Would you please repeat the data that follows, exactly as it reads?

# INPUT FOR THIS TASK
----

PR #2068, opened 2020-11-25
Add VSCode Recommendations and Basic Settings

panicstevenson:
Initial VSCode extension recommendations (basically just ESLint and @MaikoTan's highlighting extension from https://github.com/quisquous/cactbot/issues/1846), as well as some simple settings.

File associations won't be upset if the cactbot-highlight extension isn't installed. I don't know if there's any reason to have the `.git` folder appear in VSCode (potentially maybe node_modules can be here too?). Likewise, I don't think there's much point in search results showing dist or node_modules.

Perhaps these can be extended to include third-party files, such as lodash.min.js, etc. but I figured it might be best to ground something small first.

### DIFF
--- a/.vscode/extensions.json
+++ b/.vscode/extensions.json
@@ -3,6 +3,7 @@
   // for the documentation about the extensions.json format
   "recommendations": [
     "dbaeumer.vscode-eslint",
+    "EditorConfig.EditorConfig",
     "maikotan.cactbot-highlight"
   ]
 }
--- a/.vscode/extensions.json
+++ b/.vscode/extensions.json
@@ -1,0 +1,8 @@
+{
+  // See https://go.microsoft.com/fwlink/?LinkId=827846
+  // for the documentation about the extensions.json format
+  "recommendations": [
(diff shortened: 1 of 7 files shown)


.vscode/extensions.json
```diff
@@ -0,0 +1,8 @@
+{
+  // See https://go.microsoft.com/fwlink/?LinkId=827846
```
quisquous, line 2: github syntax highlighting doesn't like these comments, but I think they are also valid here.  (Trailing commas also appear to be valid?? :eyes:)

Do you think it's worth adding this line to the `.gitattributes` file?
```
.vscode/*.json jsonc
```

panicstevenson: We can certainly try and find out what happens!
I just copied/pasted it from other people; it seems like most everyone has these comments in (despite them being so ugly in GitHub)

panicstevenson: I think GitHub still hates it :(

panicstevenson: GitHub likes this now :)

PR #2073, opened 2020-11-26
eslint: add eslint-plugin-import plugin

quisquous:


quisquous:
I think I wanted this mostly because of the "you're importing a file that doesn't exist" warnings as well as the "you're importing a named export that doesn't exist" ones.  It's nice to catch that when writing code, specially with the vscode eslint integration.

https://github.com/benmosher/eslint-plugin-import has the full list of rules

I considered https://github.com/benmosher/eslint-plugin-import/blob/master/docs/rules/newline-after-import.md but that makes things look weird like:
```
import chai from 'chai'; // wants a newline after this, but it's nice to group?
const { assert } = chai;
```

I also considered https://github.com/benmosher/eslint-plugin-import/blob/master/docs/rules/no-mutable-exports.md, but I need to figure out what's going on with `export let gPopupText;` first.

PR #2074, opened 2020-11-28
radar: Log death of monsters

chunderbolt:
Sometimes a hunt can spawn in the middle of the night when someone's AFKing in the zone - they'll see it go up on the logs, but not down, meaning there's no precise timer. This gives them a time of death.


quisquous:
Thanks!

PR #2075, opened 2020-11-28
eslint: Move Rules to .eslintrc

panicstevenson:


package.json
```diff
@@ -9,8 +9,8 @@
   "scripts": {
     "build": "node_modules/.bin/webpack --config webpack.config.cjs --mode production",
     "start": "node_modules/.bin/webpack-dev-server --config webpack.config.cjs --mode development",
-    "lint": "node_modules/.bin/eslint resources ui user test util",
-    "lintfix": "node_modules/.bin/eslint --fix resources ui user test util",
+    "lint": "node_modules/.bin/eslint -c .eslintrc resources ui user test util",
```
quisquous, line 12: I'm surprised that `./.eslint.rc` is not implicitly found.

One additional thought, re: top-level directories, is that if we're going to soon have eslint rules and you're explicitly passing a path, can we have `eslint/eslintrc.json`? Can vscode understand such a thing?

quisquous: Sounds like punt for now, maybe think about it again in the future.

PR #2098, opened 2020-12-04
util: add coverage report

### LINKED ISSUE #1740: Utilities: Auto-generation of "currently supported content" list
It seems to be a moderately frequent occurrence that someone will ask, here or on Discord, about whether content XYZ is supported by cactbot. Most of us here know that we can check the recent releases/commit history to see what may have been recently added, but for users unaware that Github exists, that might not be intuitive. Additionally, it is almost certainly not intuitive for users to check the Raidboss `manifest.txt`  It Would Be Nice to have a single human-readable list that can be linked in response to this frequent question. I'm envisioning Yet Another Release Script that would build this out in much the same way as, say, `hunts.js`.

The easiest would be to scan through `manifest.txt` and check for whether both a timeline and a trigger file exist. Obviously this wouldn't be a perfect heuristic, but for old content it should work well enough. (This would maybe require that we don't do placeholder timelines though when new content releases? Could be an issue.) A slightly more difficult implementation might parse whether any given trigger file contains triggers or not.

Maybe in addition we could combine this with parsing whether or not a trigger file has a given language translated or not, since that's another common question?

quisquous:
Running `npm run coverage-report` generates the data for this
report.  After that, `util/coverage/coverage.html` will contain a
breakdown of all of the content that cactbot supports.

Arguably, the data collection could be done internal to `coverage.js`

----

# EXERCISE ANSWER
PR #2068, opened 2020-11-25
Add VSCode Recommendations and Basic Settings

panicstevenson:
Initial VSCode extension recommendations (basically just ESLint and @MaikoTan's highlighting extension from https://github.com/quisquous/cactbot/issues/1846), as well as some simple settings.

File associations won't be upset if the cactbot-highlight extension isn't installed. I don't know if there's any reason to have the `.git` folder appear in VSCode (potentially maybe node_modules can be here too?). Likewise, I don't think there's much point in search results showing dist or node_modules.

Perhaps these can be extended to include third-party files, such as lodash.min.js, etc. but I figured it might be best to ground something small first.

### DIFF
--- a/.vscode/extensions.json
+++ b/.vscode/extensions.json
@@ -3,6 +3,7 @@
   // for the documentation about the extensions.json format
   "recommendations": [
     "dbaeumer.vscode-eslint",
+    "EditorConfig.EditorConfig",
     "maikotan.cactbot-highlight"
   ]
 }
--- a/.vscode/extensions.json
+++ b/.vscode/extensions.json
@@ -1,0 +1,8 @@
+{
+  // See https://go.microsoft.com/fwlink/?LinkId=827846
+  // for the documentation about the extensions.json format
+  "recommendations": [
(diff shortened: 1 of 7 files shown)


.vscode/extensions.json
```diff
@@ -0,0 +1,8 @@
+{
+  // See https://go.microsoft.com/fwlink/?LinkId=827846
```
quisquous, line 2: github syntax highlighting doesn't like these comments, but I think they are also valid here.  (Trailing commas also appear to be valid?? :eyes:)

Do you think it's worth adding this line to the `.gitattributes` file?
```
.vscode/*.json jsonc
```

panicstevenson: We can certainly try and find out what happens!
I just copied/pasted it from other people; it seems like most everyone has these comments in (despite them being so ugly in GitHub)

panicstevenson: I think GitHub still hates it :(

panicstevenson: GitHub likes this now :)

PR #2073, opened 2020-11-26
eslint: add eslint-plugin-import plugin

quisquous:


quisquous:
I think I wanted this mostly because of the "you're importing a file that doesn't exist" warnings as well as the "you're importing a named export that doesn't exist" ones.  It's nice to catch that when writing code, specially with the vscode eslint integration.

https://github.com/benmosher/eslint-plugin-import has the full list of rules

I considered https://github.com/benmosher/eslint-plugin-import/blob/master/docs/rules/newline-after-import.md but that makes things look weird like:
```
import chai from 'chai'; // wants a newline after this, but it's nice to group?
const { assert } = chai;
```

I also considered https://github.com/benmosher/eslint-plugin-import/blob/master/docs/rules/no-mutable-exports.md, but I need to figure out what's going on with `export let gPopupText;` first.

PR #2074, opened 2020-11-28
radar: Log death of monsters

chunderbolt:
Sometimes a hunt can spawn in the middle of the night when someone's AFKing in the zone - they'll see it go up on the logs, but not down, meaning there's no precise timer. This gives them a time of death.


quisquous:
Thanks!

PR #2075, opened 2020-11-28
eslint: Move Rules to .eslintrc

panicstevenson:


package.json
```diff
@@ -9,8 +9,8 @@
   "scripts": {
     "build": "node_modules/.bin/webpack --config webpack.config.cjs --mode production",
     "start": "node_modules/.bin/webpack-dev-server --config webpack.config.cjs --mode development",
-    "lint": "node_modules/.bin/eslint resources ui user test util",
-    "lintfix": "node_modules/.bin/eslint --fix resources ui user test util",
+    "lint": "node_modules/.bin/eslint -c .eslintrc resources ui user test util",
```
quisquous, line 12: I'm surprised that `./.eslint.rc` is not implicitly found.

One additional thought, re: top-level directories, is that if we're going to soon have eslint rules and you're explicitly passing a path, can we have `eslint/eslintrc.json`? Can vscode understand such a thing?

quisquous: Sounds like punt for now, maybe think about it again in the future.

PR #2098, opened 2020-12-04
util: add coverage report

### LINKED ISSUE #1740: Utilities: Auto-generation of "currently supported content" list
It seems to be a moderately frequent occurrence that someone will ask, here or on Discord, about whether content XYZ is supported by cactbot. Most of us here know that we can check the recent releases/commit history to see what may have been recently added, but for users unaware that Github exists, that might not be intuitive. Additionally, it is almost certainly not intuitive for users to check the Raidboss `manifest.txt`  It Would Be Nice to have a single human-readable list that can be linked in response to this frequent question. I'm envisioning Yet Another Release Script that would build this out in much the same way as, say, `hunts.js`.

The easiest would be to scan through `manifest.txt` and check for whether both a timeline and a trigger file exist. Obviously this wouldn't be a perfect heuristic, but for old content it should work well enough. (This would maybe require that we don't do placeholder timelines though when new content releases? Could be an issue.) A slightly more difficult implementation might parse whether any given trigger file contains triggers or not.

Maybe in addition we could combine this with parsing whether or not a trigger file has a given language translated or not, since that's another common question?

quisquous:
Running `npm run coverage-report` generates the data for this
report.  After that, `util/coverage/coverage.html` will contain a
breakdown of all of the content that cactbot supports.

Arguably, the data collection could be done internal to `coverage.js`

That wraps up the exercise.